INSERT INTO llm_models(name, model_code, company_id) VALUES('abc', 'llm-1', 2);
SELECT * FROM llm_models;
Now, if we see, this has successfully inserted the row.
SELECT * FROM llm_models;
We can join the two tables together, this will give us the combined sets form the tables.
SELECT * FROM llm_models as llm INNER JOIN companies as comp ON comp.id = llm.company_id;
That was a bit unclear, let's only keep what we needed.
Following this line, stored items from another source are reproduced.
PR #66, opened 2026-06-12
feat(index): compile and apply real .gitignore in walker + watcher

### LINKED ISSUE #62: Watcher + walker: compile and apply real .gitignore rules (not a hardcoded skip list)
Discovery (`index/walker.rs::should_skip_name`) and the watcher use a **hardcoded** directory skip list (`.git`, `.rag-rat`, `target`, `node_modules`, `dist`, `build`, `coverage`). This misses repo-specific `.gitignore` entries — generated dirs, build outputs, vendored code in non-standard locations — so they can get indexed and (recursively) watched.

Compile the repo's `.gitignore` (plus nested gitignores) — e.g. via the `ignore` crate (ripgrep's matcher) — and apply it in **both**:
- the walker (file discovery for indexing), and
- the watcher (`event_is_relevant` path classification + which dirs to register with notify).

Keep the existing hardcoded skips as a fallback for non-git trees.

Context: this is the clean version of "monitor only what we should." It is **separate** from the read-event re-index loop already fixed in 36a2e1b (that loop was caused by firing on file *reads*, not by scope).

skakri:
Replaces the hardcoded skip-name list with real `.gitignore` compilation, applied consistently by both the file walker (discovery) and the watcher (`event_is_relevant`).

### Approach
- New shared `crates/rag-rat-core/src/index/ignore_rules.rs::IgnoreMatcher`, compiled once per index pass / once at watcher start and consulted by **both** walker and watcher, so a path one skips the other also skips (no drift).
- **Augment, not replace**, the hardcoded list: it survives as an unconditional floor (`FLOOR_DIRS`: `.git .rag-rat .omx .omc node_modules target dist build coverage`) that can't be whitelisted away — guarantees correct skips in a non-git tree and that `.rag-rat/` is never indexed (feedback-loop guard). Compiled `.gitignore` rules layer on top.
- Added the `ignore` crate (ripgrep's engine; MIT/Unlicense, license-gate friendly).

### Two non-obvious findings (recorded as a repo memory)
1. A single flat `GitignoreBuilder` flattens nested files' globs to the root and `**/`-prefixes them, so a nested rule would wrongly ignore repo-wide. Fix: a per-directory stack of `Gitignore` matchers, deepest decision winning (nested `!whitelist` overrides an outer ignore).
2. `Gitignore::matched` only tests the leaf — a file under an ignored *directory* slipped through. Fix: `matched_path_or_any_parents`.

### Tests
New tests for root + nested `.gitignore` scoping, whitelist negation, floor-without-gitignore, walker end-to-end, and watcher `event_is_relevant` (skips ignored paths, fires on real source mutations, never on reads). The existing watcher target-directory constraint is preserved. 179 tests pass, clippy clean.

Fixes #62

### DIFF
--- a/Cargo.lock
+++ b/Cargo.lock
@@ -1870,6 +1870,19 @@ dependencies = [
 ]
 
 [[package]]
+name = "globset"
+version = "0.4.18"
+source = "registry+https://github.com/rust-lang/crates.io-index"
+checksum = "52dfc19153a48bde0cbd630453615c8151bce3a5adfac7a0aebfbf0a1e1f57e3"
+dependencies = [
+ "aho-corasick",
+ "bstr",
+ "log",
+ "regex-automata",
+ "regex-syntax",
+]
+
+[[package]]
 name = "half"
 version = "2.7.1"
 source = "registry+https://github.com/rust-lang/crates.io-index"
@@ -2284,6 +2297,22 @@ checksum = "cb68373c0d6620ef8105e855e7745e18b0d00d3bdb07fb532e434244cdb9a714"
 dependencies = [
  "icu_normalizer",
  "icu_properties",
+]
+
+[[package]]
+name = "ignore"
+version = "0.4.26"
+source = "registry+https://github.com/rust-lang/crates.io-index"
+checksum = "b915661dd01db3f05050265b2477bcc6527b3792388e2749b41623cc592be67d"
+dependencies = [
+ "crossbeam-deque",
+ "globset",
+ "log",
+ "memchr",
+ "regex-automata",
+ "same-file",
+ "walkdir",
+ "winapi-util",
 ]
 
 [[package]]
@@ -3091,6 +3120,7 @@ dependencies = [
  "fastembed",
  "gix",
  "iai-callgrind",
+ "ignore",
  "libc",
  "model2vec-rs",
  "notify",
--- a/crates/rag-rat-core/Cargo.toml
+++ b/crates/rag-rat-core/Cargo.toml
@@ -15,6 +15,7 @@ categories.workspace = true
 anyhow.workspace = true
 fastembed = { workspace = true, optional = true }
 gix.workspace = true
+ignore = "0.4.26"
 model2vec-rs = { version = "0.2.1", default-features = false, features = ["hf-hub", "fancy-regex"], optional = true }
 notify = "8.2.0"
 rayon.workspace = true
--- a/crates/rag-rat-core/src/config.rs
+++ b/crates/rag-rat-core/src/config.rs
@@ -166,6 +166,23 @@ impl FromStr for TargetKind {
 }
 
 impl Config {
+    /// The deduplicated set of target directories (relative to [`Config::root`]) across all
+    /// targets, in stable order. Used to scope `.gitignore` nested-discovery to the indexed trees
+    /// (see [`crate::index::ignore_rules::IgnoreMatcher::compile`]) instead of recursing the whole
+    /// root into unindexed siblings.
+    pub fn target_directories(&self) -> Vec<PathBuf> {
+        let mut seen = BTreeSet::new();
+        let mut dirs = Vec::new();
+        for target in &self.targets {
+            for dir in &target.directories {
+                if seen.insert(dir.clone()) {
+                    dirs.push(dir.clone());
+                }
+            }
+        }
+        dirs
+    }
+
     pub fn load(path: impl AsRef<Path>) -> Result<Self, ConfigError> {
         let path = path.as_ref();
         let text = fs::read_to_string(path)?;
--- a/crates/rag-rat-core/src/index/git_history.rs
+++ b/crates/rag-rat-core/src/index/git_history.rs
@@ -625,6 +625,15 @@ fn count_table(conn: &Connection, table: &str) -> anyhow::Result<u64> {
     Ok(u64::try_from(count).unwrap_or(0))
 }
 
+/// The enclosing Git worktree root for `root` (the directory `git rev-parse --show-toplevel`
+/// reports), or `None` when `root` is not inside a Git worktree (or `git` is unavailable). This is
+/// the single place the codebase shells `--show-toplevel`; reuse it rather than adding a parallel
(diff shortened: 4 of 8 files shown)


skakri:
All four P2 review findings addressed in 8fdc9df.

**1 (correctness) — floor check matched ancestors outside the repo root.** `IgnoreMatcher` now stores the repo `root` and `is_ignored` strips it *first*, running the floor-component and gitignore checks only on the path **relative to the repo root**. A repo living under a floor-named ancestor (`/tmp/build/repo`, a checkout below `…/node_modules/…`, `…/target/…`) no longer has the whole repo classified as ignored. A path outside the root is simply not governed (returns not-ignored). Test: `repo_root_under_floor_named_ancestor_still_indexes`.

**2 (correctness) — nested `.gitignore` could un-ignore files under an already-ignored parent.** Git parent-exclusion is now honored two ways: (a) `is_ignored` walks the relative path root→leaf and short-circuits at the first ignored ancestor *directory* (a deeper `!negation` can't resurrect a file under an excluded dir); (b) `collect_gitignores` no longer descends into — or reads a nested `.gitignore` in — a directory an already-collected outer rule ignores. So root `gen/` + `gen/.gitignore` `!keep.rs` keeps `gen/keep.rs` ignored. Tests: `nested_negation_under_ignored_parent_stays_ignored`, `flat_negation_unignores_non_floor_file`, `negation_unignores_whitelisted_dir_subtree`.

**3 (staleness) — matcher compiled once at watcher start.** `watcher_main`'s matcher is now recompiled whenever a `.gitignore` mutation event is observed, so the running watcher classifies subsequent events against current rules. (Each pass's discover walk already compiles its own fresh matcher, so the index itself was current; this fixes the *event-classification* staleness.)

**4 (staleness) — a `.gitignore` edit scheduled no pass.** `event_is_relevant` now treats a mutation to any `**/.gitignore` as relevant (via `is_gitignore_path`), so a rules edit fires a pass — which recompiles (finding 3) and re-discovers (drop newly-ignored, add newly-unignored) — even with `periodic_sweep_secs = 0`. Test: `gitignore_edit_is_relevant_and_recompile_reflects_new_rules`.

**Design note:** kept the shared per-directory `ScopedGitignore` stack rather than switching the walker to `ignore::WalkBuilder`. The walker and watcher share one matcher by design (no drift), and the watcher fundamentally needs a single-path predicate for deleted-file events, which `WalkBuilder` doesn't expose. The two bugs came from *how* the stack matched, not the stack itself; `is_ignored` now implements the same git ancestor-walk semantics `WalkBuilder` uses internally, made correct by construction.

Files: `crates/rag-rat-core/src/index/ignore_rules.rs`, `crates/rag-rat-core/src/watch.rs`. `cargo +nightly fmt`, `cargo clippy --all-targets -- -D warnings` clean, `cargo test -p rag-rat-core` green (183 passed).

skakri:
@codex review

skakri:
Round-3 redesign pushed as `0c3a753`: the `.gitignore` matcher is rebuilt on the `ignore` crate's native gitignore machinery (an ancestor-anchored stack of per-directory `ignore::gitignore::Gitignore` matchers), so the recurring git-semantics edge cases are now correct **by construction** rather than patched.

**Round-3 findings**

1. **`watch.rs` — root `.gitignore` not watched.** The watcher subscribed only to the target dirs (`crates`, `docs`), which sit *below* the worktree/`config.root`, so an edit to a `.gitignore` above them was never delivered → no recompile. Fixed: `watch.rs::gitignore_watch_dirs(root)` returns the ancestor chain from the Git worktree root down to `config.root`, and `watcher_main` now subscribes to each of those dirs **non-recursively** (in addition to the recursive target watches). A `.gitignore` mutation above the target dirs is delivered, fires a pass, and recompiles the shared matcher — including the `periodic_sweep_secs = 0` case. Covered by a real-`notify`-watcher delivery test plus a recompile/classification test for the subdirectory-`config.root` case.

2. **`ignore_rules.rs` — discovery recursed the whole config root.** Nested-`.gitignore` discovery is now scoped to the configured `target.directories` (`Config::target_directories()` → `compile(root, target_dirs)`); `collect_nested_gitignores` walks only `root.join(dir)` for each target, never a full-root sweep into unindexed siblings. Floor dirs and outer-ignored dirs are still pruned mid-scan. A test asserts a nested `.gitignore` in an out-of-target sibling is never compiled (no effect), while an in-target one still is.

3. **`mod.rs` — ancestor gitignores missed for subdirectory roots.** When `[index].root` is a subdir of a larger worktree, the worktree-root `.gitignore` rules Git applies under it were unseen. Fixed: the matcher resolves the worktree root via the new `git_history::worktree_root` (extracted from the existing `git_repo`, the single `git rev-parse --show-toplevel` call — no parallel git pattern) and seeds the stack with the ancestor `.gitignore` chain from the worktree root down to `config.root` before the in-tree ones. A `git init`-backed test confirms a worktree-root glob/dir rule governs files under a subdirectory `config.root`.

**Earlier rounds, now correct by construction**

- **Floor is repo-relative, not absolute-ancestor.** The floor check runs on the `config.root`-relative path, and the gitignore frame (`base`) is accepted only when `root.starts_with(base)`. A repo under `/tmp/build/repo` still indexes (test retained).
- **Parent-exclusion.** `is_ignored` walks ancestors root→leaf via `Gitignore::matched` (leaf-only — the caller does the ancestor walk, so no double `matched_path_or_any_parents`) and short-circuits at the first ignored *directory*; discovery won't descend into an outer-ignored dir to read a nested `.gitignore`. `gen/` + `gen/.gitignore !keep.rs` → `gen/keep.rs` stays ignored (test retained).
- **`.gitignore` edits fire + recompile.** Preserved: `event_is_relevant` short-circuits on `is_gitignore_path`, and `watcher_main` recompiles on a gitignore mutation.

**Design notes.** Walker and watcher still share **one** `IgnoreMatcher` predicate (`is_ignored(path, is_dir)`) — the watcher needs a single-path decision for delete events, so no `WalkBuilder`. `.rag-rat/` remains an unconditional floor entry (feedback-loop guard). `cargo +nightly fmt` clean, `cargo clippy --all-targets -- -D warnings` clean, `cargo test -p rag-rat-core` green (189 tests).

skakri:
@codex review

SELECT llm.*, comp.company_name FROM llm_models as llm INNER JOIN companies as comp ON comp.id = llm.company_id;
Cool, that is sweat.
sqlite> CREATE TABLE companies(
id INTEGER PRIMARY KEY,
company_name TEXT UNIQUE NOT NULL,
founded_year INTEGER
);
sqlite> INSERT INTO companies (company_name, founded_year) VALUES('ABC', 1998);
INSERT INTO companies (company_name, founded_year) VALUES('ClosedAI', 2016);
INSERT INTO companies (company_name, founded_year) VALUES('Beta', 2014);
SELECT * FROM companies;
+----+--------------+--------------+
| id | company_name | founded_year |
+----+--------------+--------------+
| 1 | ABC | 1998 |
| 2 | ClosedAI | 2016 |
| 3 | Beta | 2014 |
+----+--------------+--------------+
sqlite>
sqlite> CREATE TABLE llm_models(
name TEXT NOT NULL,
model_type TEXT CHECK(model_type IN ('text', 'conversational', 'multimodal', 'code')) DEFAULT 'text',
model_code TEXT UNIQUE NOT NULL PRIMARY KEY,
display_name TEXT GENERATED ALWAYS AS (name || ' (' || model_code || ')') STORED,
company_id INTEGER,
FOREIGN KEY(company_id) REFERENCES companies(id)
);
sqlite> SELECT * FROM llm_models;
sqlite> INSERT INTO llm_models(name, model_code, model_type, company_id) VALUES('abc', 'llm-1', 'code', 2);
sqlite> SELECT * FROM llm_models;
+------+------------+------------+--------------+------------+
| name | model_type | model_code | display_name | company_id |
+------+------------+------------+--------------+------------+
| abc | code | llm-1 | abc (llm-1) | 2 |
+------+------------+------------+--------------+------------+
sqlite> SELECT * FROM llm_models as llm INNER JOIN companies as comp ON comp.id = llm.company_id;
+------+------------+------------+--------------+------------+----+--------------+--------------+
| name | model_type | model_code | display_name | company_id | id | company_name | founded_year |
+------+------------+------------+--------------+------------+----+--------------+--------------+
| abc | code | llm-1 | abc (llm-1) | 2 | 2 | ClosedAI | 2016 |
+------+------------+------------+--------------+------------+----+--------------+--------------+
sqlite> SELECT llm.*, comp.company_name FROM llm_models as llm INNER JOIN companies as comp ON comp.id = llm.company_id;
+------+------------+------------+--------------+------------+--------------+
| name | model_type | model_code | display_name | company_id | company_name |
+------+------------+------------+--------------+------------+--------------+
| abc | code | llm-1 | abc (llm-1) | 2 | ClosedAI |
+------+------------+------------+--------------+------------+--------------+
sqlite>
That is it, a high level overview of adding constraints in SQLite, I will dig deep into each constraint in separate posts over the coming week.